* WHAT YOU WILL DO
Scan the listing below for the word "renaming" and copy every line that has it.

* DATA RECORDS
::::::::::

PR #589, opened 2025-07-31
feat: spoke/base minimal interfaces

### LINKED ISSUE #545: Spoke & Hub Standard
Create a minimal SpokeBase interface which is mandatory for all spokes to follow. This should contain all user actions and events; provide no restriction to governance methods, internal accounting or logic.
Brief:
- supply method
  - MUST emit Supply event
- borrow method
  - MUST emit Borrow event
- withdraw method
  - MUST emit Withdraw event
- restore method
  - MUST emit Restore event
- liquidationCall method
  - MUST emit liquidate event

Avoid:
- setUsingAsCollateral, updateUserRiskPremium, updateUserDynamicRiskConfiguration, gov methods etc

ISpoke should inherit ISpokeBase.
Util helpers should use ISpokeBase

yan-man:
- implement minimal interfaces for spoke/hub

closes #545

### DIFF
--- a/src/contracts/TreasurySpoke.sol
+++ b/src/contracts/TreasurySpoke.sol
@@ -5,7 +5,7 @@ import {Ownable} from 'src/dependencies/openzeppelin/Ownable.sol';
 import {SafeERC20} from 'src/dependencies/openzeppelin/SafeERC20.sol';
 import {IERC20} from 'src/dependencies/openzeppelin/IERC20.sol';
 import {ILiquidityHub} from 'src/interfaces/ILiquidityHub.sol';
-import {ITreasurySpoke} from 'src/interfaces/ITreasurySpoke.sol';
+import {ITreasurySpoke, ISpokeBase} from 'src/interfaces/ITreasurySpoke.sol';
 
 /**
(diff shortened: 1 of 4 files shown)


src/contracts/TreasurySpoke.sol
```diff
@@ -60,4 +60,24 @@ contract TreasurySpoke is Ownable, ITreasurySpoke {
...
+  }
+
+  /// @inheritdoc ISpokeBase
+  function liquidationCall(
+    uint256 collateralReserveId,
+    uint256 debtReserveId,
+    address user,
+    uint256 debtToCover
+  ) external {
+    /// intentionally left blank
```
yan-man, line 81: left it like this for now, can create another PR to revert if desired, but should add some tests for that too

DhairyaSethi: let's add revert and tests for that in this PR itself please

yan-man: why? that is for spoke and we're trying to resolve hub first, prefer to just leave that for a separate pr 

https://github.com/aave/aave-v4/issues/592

::::::::::

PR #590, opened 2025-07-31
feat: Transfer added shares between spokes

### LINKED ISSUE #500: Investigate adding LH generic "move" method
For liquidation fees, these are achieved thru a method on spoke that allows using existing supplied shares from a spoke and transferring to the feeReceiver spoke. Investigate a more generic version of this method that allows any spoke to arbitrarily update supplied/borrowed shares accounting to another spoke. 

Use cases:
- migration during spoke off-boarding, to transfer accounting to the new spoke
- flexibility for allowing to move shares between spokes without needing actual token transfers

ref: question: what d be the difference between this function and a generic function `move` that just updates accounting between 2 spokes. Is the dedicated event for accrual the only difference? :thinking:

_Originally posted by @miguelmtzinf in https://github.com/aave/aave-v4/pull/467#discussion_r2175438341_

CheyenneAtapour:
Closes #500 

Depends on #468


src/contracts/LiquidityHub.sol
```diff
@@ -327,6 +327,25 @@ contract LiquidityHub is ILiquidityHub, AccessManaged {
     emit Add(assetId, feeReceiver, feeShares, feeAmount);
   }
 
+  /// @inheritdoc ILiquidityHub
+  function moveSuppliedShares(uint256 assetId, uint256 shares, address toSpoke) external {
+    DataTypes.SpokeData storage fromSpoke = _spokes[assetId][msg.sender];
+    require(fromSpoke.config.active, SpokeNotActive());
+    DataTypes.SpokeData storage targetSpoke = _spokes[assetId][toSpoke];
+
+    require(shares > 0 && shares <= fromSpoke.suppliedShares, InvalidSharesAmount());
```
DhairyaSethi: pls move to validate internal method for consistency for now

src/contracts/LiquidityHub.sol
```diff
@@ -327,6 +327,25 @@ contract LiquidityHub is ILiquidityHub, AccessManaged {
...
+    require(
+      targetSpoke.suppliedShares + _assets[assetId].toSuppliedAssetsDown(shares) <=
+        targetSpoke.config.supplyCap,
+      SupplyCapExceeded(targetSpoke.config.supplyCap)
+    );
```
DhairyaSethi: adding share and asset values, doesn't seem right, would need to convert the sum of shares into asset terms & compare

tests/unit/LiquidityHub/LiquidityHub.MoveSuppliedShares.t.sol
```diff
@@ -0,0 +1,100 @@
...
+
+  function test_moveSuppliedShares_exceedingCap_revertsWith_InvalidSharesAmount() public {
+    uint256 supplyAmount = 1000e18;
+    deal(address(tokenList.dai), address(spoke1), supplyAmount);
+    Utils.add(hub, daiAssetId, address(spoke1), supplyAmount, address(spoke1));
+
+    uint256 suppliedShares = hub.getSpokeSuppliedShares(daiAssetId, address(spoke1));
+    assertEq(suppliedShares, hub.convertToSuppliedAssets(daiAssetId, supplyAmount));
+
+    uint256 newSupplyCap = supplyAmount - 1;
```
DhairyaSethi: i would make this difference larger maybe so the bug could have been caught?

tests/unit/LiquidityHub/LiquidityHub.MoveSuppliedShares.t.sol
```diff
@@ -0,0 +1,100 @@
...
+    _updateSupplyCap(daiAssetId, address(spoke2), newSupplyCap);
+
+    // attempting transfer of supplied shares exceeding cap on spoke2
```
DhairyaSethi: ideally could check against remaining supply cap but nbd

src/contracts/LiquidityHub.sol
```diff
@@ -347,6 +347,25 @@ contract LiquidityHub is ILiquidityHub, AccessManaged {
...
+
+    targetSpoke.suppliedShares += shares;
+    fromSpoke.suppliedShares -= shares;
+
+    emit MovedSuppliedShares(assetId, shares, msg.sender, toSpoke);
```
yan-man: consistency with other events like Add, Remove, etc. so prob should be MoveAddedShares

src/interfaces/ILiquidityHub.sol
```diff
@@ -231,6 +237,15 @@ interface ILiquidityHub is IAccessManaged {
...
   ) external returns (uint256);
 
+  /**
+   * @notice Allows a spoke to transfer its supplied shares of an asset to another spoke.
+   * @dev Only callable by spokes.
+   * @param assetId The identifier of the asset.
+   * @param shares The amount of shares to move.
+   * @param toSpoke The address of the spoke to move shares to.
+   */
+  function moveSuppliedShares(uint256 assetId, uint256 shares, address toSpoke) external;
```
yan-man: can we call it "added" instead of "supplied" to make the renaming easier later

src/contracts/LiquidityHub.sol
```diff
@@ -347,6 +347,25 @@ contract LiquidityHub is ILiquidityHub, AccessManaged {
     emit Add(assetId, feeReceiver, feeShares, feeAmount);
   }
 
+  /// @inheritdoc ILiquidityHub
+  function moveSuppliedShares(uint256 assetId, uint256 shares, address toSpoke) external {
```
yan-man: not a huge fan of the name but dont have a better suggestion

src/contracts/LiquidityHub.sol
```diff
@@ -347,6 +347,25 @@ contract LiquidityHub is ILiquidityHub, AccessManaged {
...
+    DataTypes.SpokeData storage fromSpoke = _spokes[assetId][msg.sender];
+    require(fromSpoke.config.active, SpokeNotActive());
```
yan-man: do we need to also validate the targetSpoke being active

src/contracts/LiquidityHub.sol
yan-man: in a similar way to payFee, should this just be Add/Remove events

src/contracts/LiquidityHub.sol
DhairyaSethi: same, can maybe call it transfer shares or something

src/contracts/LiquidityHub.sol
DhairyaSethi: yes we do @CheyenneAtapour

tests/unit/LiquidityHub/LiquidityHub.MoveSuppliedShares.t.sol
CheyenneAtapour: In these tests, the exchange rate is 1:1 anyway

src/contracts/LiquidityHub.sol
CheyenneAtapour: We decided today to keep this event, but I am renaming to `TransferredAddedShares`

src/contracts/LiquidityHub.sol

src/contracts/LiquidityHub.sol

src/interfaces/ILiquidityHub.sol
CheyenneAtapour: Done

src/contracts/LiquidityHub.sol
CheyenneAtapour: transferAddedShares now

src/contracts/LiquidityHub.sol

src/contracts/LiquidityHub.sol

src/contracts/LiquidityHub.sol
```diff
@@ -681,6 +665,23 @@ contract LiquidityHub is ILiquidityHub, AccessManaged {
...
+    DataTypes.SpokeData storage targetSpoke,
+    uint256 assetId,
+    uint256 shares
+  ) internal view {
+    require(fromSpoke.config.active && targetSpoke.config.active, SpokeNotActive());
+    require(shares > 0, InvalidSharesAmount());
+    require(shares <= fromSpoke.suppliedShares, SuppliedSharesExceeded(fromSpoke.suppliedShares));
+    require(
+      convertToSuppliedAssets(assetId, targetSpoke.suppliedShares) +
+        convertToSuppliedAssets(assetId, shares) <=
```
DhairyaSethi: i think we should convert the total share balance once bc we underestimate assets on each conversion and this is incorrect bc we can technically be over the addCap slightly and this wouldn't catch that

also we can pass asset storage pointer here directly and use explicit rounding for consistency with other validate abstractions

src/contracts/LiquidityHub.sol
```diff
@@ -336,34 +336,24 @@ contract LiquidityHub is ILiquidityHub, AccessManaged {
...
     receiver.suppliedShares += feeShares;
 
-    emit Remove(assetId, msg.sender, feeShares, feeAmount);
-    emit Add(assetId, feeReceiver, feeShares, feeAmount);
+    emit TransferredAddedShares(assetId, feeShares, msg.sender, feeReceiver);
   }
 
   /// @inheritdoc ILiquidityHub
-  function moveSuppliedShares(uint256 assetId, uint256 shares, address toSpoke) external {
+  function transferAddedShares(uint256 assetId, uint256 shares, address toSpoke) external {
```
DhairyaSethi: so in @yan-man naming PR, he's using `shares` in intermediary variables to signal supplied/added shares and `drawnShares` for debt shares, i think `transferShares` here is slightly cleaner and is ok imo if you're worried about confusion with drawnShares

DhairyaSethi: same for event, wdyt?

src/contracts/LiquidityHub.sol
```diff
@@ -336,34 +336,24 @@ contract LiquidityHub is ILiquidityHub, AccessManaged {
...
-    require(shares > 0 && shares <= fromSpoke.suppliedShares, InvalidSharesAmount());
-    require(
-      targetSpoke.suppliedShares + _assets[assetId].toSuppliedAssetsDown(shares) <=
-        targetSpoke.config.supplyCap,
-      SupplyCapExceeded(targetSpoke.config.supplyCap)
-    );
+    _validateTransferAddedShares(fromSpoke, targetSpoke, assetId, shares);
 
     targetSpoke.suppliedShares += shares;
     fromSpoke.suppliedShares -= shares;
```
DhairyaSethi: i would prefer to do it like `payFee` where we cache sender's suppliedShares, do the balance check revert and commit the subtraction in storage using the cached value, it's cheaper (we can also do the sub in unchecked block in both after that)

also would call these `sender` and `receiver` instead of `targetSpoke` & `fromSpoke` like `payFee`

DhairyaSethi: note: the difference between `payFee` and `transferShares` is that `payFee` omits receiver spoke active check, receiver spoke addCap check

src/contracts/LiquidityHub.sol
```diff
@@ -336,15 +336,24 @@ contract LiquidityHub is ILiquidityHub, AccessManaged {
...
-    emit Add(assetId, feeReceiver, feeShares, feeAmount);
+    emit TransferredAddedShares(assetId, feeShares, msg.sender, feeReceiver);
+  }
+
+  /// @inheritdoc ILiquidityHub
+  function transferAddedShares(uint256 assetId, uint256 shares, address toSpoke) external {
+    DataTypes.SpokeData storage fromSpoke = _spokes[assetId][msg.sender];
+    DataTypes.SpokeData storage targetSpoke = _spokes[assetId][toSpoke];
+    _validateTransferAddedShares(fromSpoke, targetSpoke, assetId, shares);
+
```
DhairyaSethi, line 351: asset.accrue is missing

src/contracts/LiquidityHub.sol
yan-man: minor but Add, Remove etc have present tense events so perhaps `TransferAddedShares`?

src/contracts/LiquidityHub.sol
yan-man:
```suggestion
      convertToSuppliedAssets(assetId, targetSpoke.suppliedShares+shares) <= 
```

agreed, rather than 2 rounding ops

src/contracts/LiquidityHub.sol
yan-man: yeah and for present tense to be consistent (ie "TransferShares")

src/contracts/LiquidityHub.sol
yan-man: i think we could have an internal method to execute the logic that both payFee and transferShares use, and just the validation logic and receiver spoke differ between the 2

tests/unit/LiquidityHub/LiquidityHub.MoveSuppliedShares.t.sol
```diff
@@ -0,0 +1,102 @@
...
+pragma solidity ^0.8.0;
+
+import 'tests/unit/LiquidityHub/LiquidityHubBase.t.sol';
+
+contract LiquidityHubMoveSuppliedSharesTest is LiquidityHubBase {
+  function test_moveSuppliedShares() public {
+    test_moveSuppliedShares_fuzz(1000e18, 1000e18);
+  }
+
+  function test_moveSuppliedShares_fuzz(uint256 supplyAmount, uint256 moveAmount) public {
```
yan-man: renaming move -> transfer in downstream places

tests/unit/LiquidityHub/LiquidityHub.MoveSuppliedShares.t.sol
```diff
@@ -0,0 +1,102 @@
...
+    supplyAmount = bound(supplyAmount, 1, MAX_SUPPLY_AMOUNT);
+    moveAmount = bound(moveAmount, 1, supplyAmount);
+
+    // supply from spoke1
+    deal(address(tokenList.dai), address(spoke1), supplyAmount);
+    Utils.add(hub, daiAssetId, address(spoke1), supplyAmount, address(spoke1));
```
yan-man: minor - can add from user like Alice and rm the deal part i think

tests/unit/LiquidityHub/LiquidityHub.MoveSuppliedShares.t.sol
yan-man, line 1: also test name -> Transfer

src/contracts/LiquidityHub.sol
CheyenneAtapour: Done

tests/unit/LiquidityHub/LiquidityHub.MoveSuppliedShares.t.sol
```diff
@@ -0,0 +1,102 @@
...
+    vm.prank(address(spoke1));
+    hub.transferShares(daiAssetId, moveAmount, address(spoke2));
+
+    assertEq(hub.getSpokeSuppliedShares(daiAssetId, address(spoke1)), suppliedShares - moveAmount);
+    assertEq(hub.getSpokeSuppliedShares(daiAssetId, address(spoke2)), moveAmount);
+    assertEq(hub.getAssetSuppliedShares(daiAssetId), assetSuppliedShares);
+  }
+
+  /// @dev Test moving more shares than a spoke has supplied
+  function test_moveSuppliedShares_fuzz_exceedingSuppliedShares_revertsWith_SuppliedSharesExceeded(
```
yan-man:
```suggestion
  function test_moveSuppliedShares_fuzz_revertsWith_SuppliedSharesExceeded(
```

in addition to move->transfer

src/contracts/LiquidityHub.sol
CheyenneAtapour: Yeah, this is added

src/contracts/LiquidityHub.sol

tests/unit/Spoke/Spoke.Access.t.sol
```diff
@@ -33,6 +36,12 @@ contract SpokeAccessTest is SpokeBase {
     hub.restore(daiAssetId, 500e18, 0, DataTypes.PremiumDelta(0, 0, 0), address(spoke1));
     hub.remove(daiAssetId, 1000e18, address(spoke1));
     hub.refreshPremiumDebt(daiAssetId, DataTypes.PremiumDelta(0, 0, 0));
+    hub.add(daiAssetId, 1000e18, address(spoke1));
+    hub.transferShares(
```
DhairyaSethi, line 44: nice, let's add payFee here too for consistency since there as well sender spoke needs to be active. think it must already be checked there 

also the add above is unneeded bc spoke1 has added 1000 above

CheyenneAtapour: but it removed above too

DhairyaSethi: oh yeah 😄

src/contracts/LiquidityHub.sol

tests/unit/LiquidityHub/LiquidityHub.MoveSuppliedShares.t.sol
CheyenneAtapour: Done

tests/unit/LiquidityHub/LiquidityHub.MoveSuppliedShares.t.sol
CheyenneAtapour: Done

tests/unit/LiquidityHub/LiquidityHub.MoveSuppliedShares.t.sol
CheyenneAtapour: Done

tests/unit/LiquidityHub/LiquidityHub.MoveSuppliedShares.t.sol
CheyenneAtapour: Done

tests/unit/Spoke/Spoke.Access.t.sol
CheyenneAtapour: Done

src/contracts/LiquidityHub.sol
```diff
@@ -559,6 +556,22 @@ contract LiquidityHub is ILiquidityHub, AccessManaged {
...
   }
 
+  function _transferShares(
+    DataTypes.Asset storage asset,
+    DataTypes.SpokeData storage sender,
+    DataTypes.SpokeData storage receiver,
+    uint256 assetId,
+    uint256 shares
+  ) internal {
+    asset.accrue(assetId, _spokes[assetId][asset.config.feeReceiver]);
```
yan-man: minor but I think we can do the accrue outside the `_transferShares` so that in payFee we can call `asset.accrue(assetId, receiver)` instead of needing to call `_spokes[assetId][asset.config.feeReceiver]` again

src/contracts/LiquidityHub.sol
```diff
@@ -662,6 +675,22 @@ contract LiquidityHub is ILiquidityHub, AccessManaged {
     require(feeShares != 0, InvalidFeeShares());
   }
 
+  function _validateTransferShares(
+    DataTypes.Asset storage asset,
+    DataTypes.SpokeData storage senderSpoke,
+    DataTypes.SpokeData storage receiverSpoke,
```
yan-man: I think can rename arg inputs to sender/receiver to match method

::::::::::

* TASK ANSWER
yan-man: can we call it "added" instead of "supplied" to make the renaming easier later
CheyenneAtapour: We decided today to keep this event, but I am renaming to `TransferredAddedShares`
yan-man: renaming move -> transfer in downstream places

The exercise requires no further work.